Since his profession during this time was to drink 20/7.....assuming he passed out for about four hours during the course of the day......coming home to an angry, abusive drunk was not exactly sexually enticing! Most of the time, I learned to go into the other room when he was too far gone with booze so that I could remain safe. Many times by hiding in the bedroom, it would give him the opportunity to sleep it off and maybe 2 hours later he would be reasonable again. But, then I was accused of not spending enough time with him and again being accused of having an affair with my boss because, we weren't doing it and according to him, I must be getting it from somewhere!

There were times I tried as gently as possible to tell him that when I came home, and the apartment smelled like a brewery, and it made me sick to my stomach, it was hard to be 'turned on'! I couldn't be in the same room with him because of the stench oozing from his pores! Then of course he would get angry, throw something, threaten to kill me, call me a list of names that I can't mention here, then storm out to the liquor store to buy more booze.

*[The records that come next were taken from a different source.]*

PR #3856, opened 2023-07-10
Status Chart: Fix error TS2590

StephanTLavavej:
The Status Chart's automated daily update started failing with "error TS2590: Expression produces a union type that is too complex to represent." This is because we've accumulated so many days of history that TypeScript's advanced type inference is reaching internal limits.

The fix is very simple. When generating our `DailyRow[]` table, add `as DailyRow` type assertions to each element. This avoids making TypeScript deduce what each element could be, because we already know what type we ultimately want.

This PR also contains unrelated housekeeping - minor dependency updates, and increasing the mentioned Node.js version to 20.4.0 (I've gone back and forth on this; I think we should be a bit more diligent about keeping this updated).

Finally, this contains a "DROP BEFORE MERGING" commit to make the live preview work, which will accumulate merge conflicts.

:chart_with_upwards_trend: Live preview: [stephantlavavej.github.io/STL/](https://stephantlavavej.github.io/STL/)
===

### DIFF
--- a/.github/workflows/compile-typescript.yml
+++ b/.github/workflows/compile-typescript.yml
@@ -16,7 +16,7 @@ jobs:
       - name: Setup Node.js
         uses: actions/setup-node@v3
         with:
-          node-version: ">=20.0.0"
+          node-version: ">=20.4.0"
       - name: Install Packages
         run: |
           npm ci
--- a/README.md
+++ b/README.md
@@ -6,7 +6,7 @@ This branch generates the STL's [Status Chart][].
 
 ## Repo
 
-1. Install [Node.js][] 20.0.0 or newer.
+1. Install [Node.js][] 20.4.0 or newer.
     + You can accept all of the installer's default options.
 2. Open a new Command Prompt.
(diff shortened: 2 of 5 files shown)


AraHaan:
Cant dependabot be configured to do the dependency updates on it automatically as automatic PRs? That would help I think.

strega-nil (approved):
It's unfortunate this is necessary, but thanks!

strega-nil-ms (approved):

AraHaan (approved):
This looks great, although I feel like the package.json and the package-lock.json files could be automated like how I commented above. Overall this change looks good though.

StephanTLavavej:
Dependabot might be able to automate some of the dependency updates but we really don't need more microsoft/STL PRs - batching them up with monthly-ish updates to the manually gathered weekly tables is less work for us overall.

AraHaan:
Yeah, when they implement batch pr's that will bundle all updates in a single PR would be perfect for the microsoft/STL repository in this case as well.

PR #3863, opened 2023-07-11
Initialize array<T, 0>'s single element

CaseyCarter:
... which shouldn't even be there, but can't be removed because ABI.

Fixes DevCom-10299275 / VSO-1759562 / AB#1759562.

Notably this will fail with `T`'s that cannot be `{}`-initialized, e.g., types with explicit default constructors. We could work around that in C++17-and-later by initializing the array with `{T()}`, but I didn't want to obfuscate the code and I feel these two corner cases are incredibly unlikely to occur together.

### DIFF
--- a/stl/inc/array
+++ b/stl/inc/array
@@ -761,7 +761,7 @@ public:
 
     conditional_t<disjunction_v<is_default_constructible<_Ty>, _Is_implicitly_default_constructible<_Ty>>, _Ty,
         _Empty_array_element>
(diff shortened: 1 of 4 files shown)


StephanTLavavej (approved):

StephanTLavavej:

StephanTLavavej:
Thanks for fixing this notoriously annoying bug! :lady_beetle: :hammer_and_wrench: :sparkles:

He would come home, watch movies on tv and ask that I watch something with him. Usually it was a war movie or something about people dying violent deaths......well, I'm more of a comedy person and I don't like to watch movies that are violent and angry right before I go to sleep. But sometimes I would watch a movie with him and 10 minutes into it he would be asleep on the couch anyway....which is where he would remain all night.

Sometimes though he would wake up and come into the bedroom where I was sleeping and wake me up by blaring the tv in the bedroom, telling me what an ungrateful ****** I am, and that I'll be sorry one day! Then he would start to cry and tell me that I he loves me. I fall for this of course, then I hold him and try to comfort him, then he would get angry once again and start calling me names again.

I would tell him to go back into the living room so that we can both get some sleep and we would talk about it in the morning. I had to be careful not to anger him further for fear of his verbal abuse becoming physical. So there, I guess I said it...I sent him back to the couch in the living room so that I could sleep. I guess I was selfish and self-centered as he put it. I mean, how dare I need sleep? How dare I not be happy about being woken up 2 -3 times during the night, then have to get up and go to work in the morning? Then in the morning he doesn't remember a thing about what happened the night before, so there is no way to have a follow up conversation as I had promised. The this would go on almost every single day and night!

The point I'm finally trying to make is, that although it takes 2 to make or break it, is it really as much of my fault as he has said it is that he didn't get the attention he felt he deserved? Meaning, is it my fault that we didn't have much of a physical relationship as he wanted? I felt very turned off by his anger and alcohol abuse, and abuse of me. I felt that if I had consented to more active physical relationship with him under the circumstances, I would have been doing it against my will just to 'appease' him. I couldn't do it! And that angered him even more!

I guess I'm feeling some guilt, as I'm considering the fact that I may not be looking at his point of view as clearly as I should because I was so concerned about my safety...both physically and emotionally and trying to keep the peace! I was exhausted all of the time! I'm not sure that anyone would feel sexually aroused under those circumstances, but I'm wondering if I should have somehow tried harder! I'm wondering if something was wrong with me that I couldn't have separated myself from my fears and just given in. I'm wondering if I had, would it have made a difference?

I guess I'm just second guessing myself because what happened is what happened. I'm just wondering if I should have handled it differently, and if so, how? Any insights would be appreciated because no matter how much I try not to think of this, I dream about it at night, and I can't stop these thoughts of guilt from entering in my brain everyday.